Fundamento: La evaluación del proceso es condición imprescindible para medir correctamente el impacto de intervenciones educativas sobre las conductas, sus determinantes psicosociales y el estadio de cambio, en el marco de la promoción de la salud. El objetivo de este trabajo es evaluar la calidad de implementación del Programa FAPACAN, diseñado para prevenir el riesgo conductual de cáncer en Atención Primaria y para mejorar sus determinantes psicosociales en el Modelo A.S.E. y el estadio de cambio según Prochaska y DiClemente.

Métodos: Mediante visita al centro de salud y la cumplimentación de una lista de comprobación in situ y mediante una encuesta telefónica a los individuos que formaban la muestra, se midió la calidad de implementación. Se hallaron medidas de centralización y de asociación (coeficiente de Pearson y de Spearman). Se obtuvo un modelo de regresión múltiple con la puntuación obtenida por el entrevistado (rango de 0 a 8) y las covariables: género, edad, nivel de estudios, localidad e historia familiar de cáncer.

Resultados: Las puntuaciones de calidad obtenidas oscilan entre el 72% y el 81% de la calidad óptima. Se encontraron diferencias significativas debidas al administrador (mejor cuanto menos años de ejercicio) y a la persona encuestada (mejor cuanto mayor nivel de estudios).

Conclusiones: En conjunto, la calidad de implementación fue más que suficiente, a pesar de la escasa facilitación proporcionada por el sistema sanitario.

Palabras clave: Evaluación de proceso (Atención de Salud). Prevención Primaria. Neoplasmas. Educación en Salud. Atención Primaria de Salud. Promoción de la salud.

ABSTRACT

 Evaluation of the Implementation of the
FAPACÁN Programme to Prevent
Cancer Behavioural Risk in Primary
Care Users in the North of Spain

Background: The evaluation of the process is an essential condition to correctly measure the impact of educational interventions on behaviour, its psychosocial determinants and the state of change, in the context of health promotion.

The aim was to evaluate the quality of the implementation of the FAPACAN Programme, designed to prevent behavioural risk of cancer in Primary Care, and to improve its psychosocial determinants in the A.S.E. Model and the state of change according to Prochaska and DiClemente Theory.

Methods: The quality of implementation was measured by means of a visit to the health centre, by filling in a checklist 'in situ', and a phone survey with the patient.

Centralisation and association measures were found ( Pearson and Spearman's coefficient).
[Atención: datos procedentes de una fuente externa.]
PR #513, opened 2018-03-14
kubetools module

choldgraf:
I put together a tiny python module that I use to make it easier to work with kubernetes in python. It's definitely some degree of replication over the k8s Python API, but it basically just lets you do simple `kubectl` system calls from a python session. Right now it's only two functions:

1. `get_all` will run `kubectl get <kind> -o wide` and return the results in a DataFrame...this makes it easy if you wanna do things like "delete all pods that match condition XXX".
2. `delete` will run `kubectl delete <kind> <name>` w/ an optional `force=True` flag.

Not sure if this is too specific to be included in mybinder.org, but I've found these useful for quickly doing non-trivial things with `kubectl` so thought I'd make a PR in case it's useful for others...

### DIFF
--- a/.gitignore
+++ b/.gitignore
@@ -11,3 +11,6 @@ mybinder/requirements.lock
 
 docs/_build
 travis/crypt-key
+
+# Chris sandbox file name
+sandbox.ipynb
--- a/scripts/kubetools/__init__.py
+++ b/scripts/kubetools/__init__.py
@@ -1,0 +1,2 @@
+"""A collection of functions to facilitate working with k8s in Python."""
+from .kubetools import get_all, delete
--- a/scripts/kubetools/kubetools.py
+++ b/scripts/kubetools/kubetools.py
@@ -1,0 +1,53 @@
+from subprocess import check_output, check_call
+import pandas as pd
+
+AGE_IN_MINS = {'s': 1/60., 'm': 1, 'h': 60, 'd': 60*24}
+
+def _age_str_to_minutes(item):
+    kind = item[-1]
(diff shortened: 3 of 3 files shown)


yuvipanda:
Maybe a separate repo to hold personal but useful-to-others scripts like this? While it might be nbd, each merge here does trigger a deploy and I think we can be more free with merges in a separate repo. It also makes things look less 'official' and more personal. mybinder.org-maint maybe?

yuvipanda:
(am also happy for these to remain here if you / others don't think the overhead is worth it!)

choldgraf:
Hmm, I think this is a good point, maybe it'd be easier to spin off the
scripts into something like a `mybinder-scripts` repo?

choldgraf:
I dumped most of this code here: https://github.com/jupyterhub/kubetools

I'm not sure if it'd be better to move _all_ the scripts there, or if this should be just for the little python module. What are your thoughts?

willingc:
@choldgraf Can we perhaps rename the repo kubetools to something that better reflects that the tools in the repo are ones used for JupyterHub and Binder developments? I don't want to accidentally send the message that we are offering and "supporting" kubernetes tools for the general k8s community.

choldgraf:
good point! will change the repo name
--

willingc:
Perhaps the original suggestion mybinder-scripts or mybinder-tools

choldgraf:
ok, renamed the repo and it lives here now:

https://github.com/jupyterhub/mybinder-tools

gonna close this one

A multiple regression model was obtained with the score made by the patient (range of 0 to 8) and the covariables: gender, age, level of education, locality and family history of cancer.

Results: The quality scores obtained oscillate between 72% and 81% of optimum quality. Significant differences were found owing to the administrator (better with fewer years of exercise) and the patient (better with higher level of study).

Conclusions: In general, the quality of implementation was more than sufficient, in spite of the poor provision by the health system.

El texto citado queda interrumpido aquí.